# My German Blue rams are dying



## BBPlague (Feb 1, 2010)

Hi I'm new here, but I am in desperate need of some help to get my gbr's better before I lose them all. I just had one die overnight and I noticed another one laying at the bottom. (To me looks like its panting hard.) I have another one that looks like its fine. I don't want to lose anymore. If anyone can give me any advice, it would be greatly appreciated.


----------



## hollyfish2000 (Aug 23, 2007)

Blue rams are very delicate and they need pristine water.

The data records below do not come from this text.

PR #540, opened 2020-10-01
Fixes #30947 - replace the notice flash type

amirfefer:
The toast notification component supports in `warning`, `success`, `info` and `error` type
I used the `success` type here though it can also be `info`


adamruzicka (approved):
Works nicely, ACK

adamruzicka:
Thank you @amirfefer !

PR #541, opened 2020-10-01
Fix incorrect form field label

indygriffiths:


app/views/job_invocations/_form.html.erb
```diff
@@ -113,7 +113,7 @@
     </div>
 
     <div class="form-group">
-      <%= add_label({ :label => _('Type of query'), :label_help => _("Type has impact on when is the query evaluated to hosts.<br><ul><li><b>Static</b> - evaluates just after you submit this form</li><li><b>Dynamic</b> - evaluates just before the execution is started, so if it's planed in future, targeted hosts set may change before it</li></ul>") }, f, :targetting_type) %>
+      <%= add_label({ :label => _('Type of query'), :label_help => _("Type has impact on when is the query evaluated to hosts.<br><ul><li><b>Static</b> - evaluates just after you submit this form</li><li><b>Dynamic</b> - evaluates just before the execution is started, so if it's planed in future, targeted hosts set may change before it</li></ul>") }, f, :targeting_type) %>
```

Before I (or anyone else) can help you, we need some information:

1. Size of tank and decor?
2. other tankmates?
3. How long you've had these rams, did you QT them first, and have you added any other stock recently?
4. What is your temp, pH, ammonia, nitrites and nitrates?


----------



## BBPlague (Feb 1, 2010)

I have 30 gal tank. They are in with some kribs, which are babies, about 1 cm long and a cory that i got last night. nitrate and nitrite are 0.3 and ph is 9.0 but I'm trying to bring this down slowly. I have a bunch of fake plants, caves, and hiding spots for them.

I'm just wondering to if my water is too hard? would that keep my ph up to high? 
also the kribs were in the tank 2 days before the GBs. I've only had the the gbs for 3 days.


----------



## By-The-Lake (Oct 9, 2008)

Your pH would be quite high for both types of fish. Ideally your pH should be in the 6.0-7.6 range.

In order to determine what is causing the issues in your tank I would establish what the properties of the tap water are to begin with. (pH, ammonia, nitrites and nitrates).

Then test your tank water (temp, pH, ammonia, nitrites and nitrates).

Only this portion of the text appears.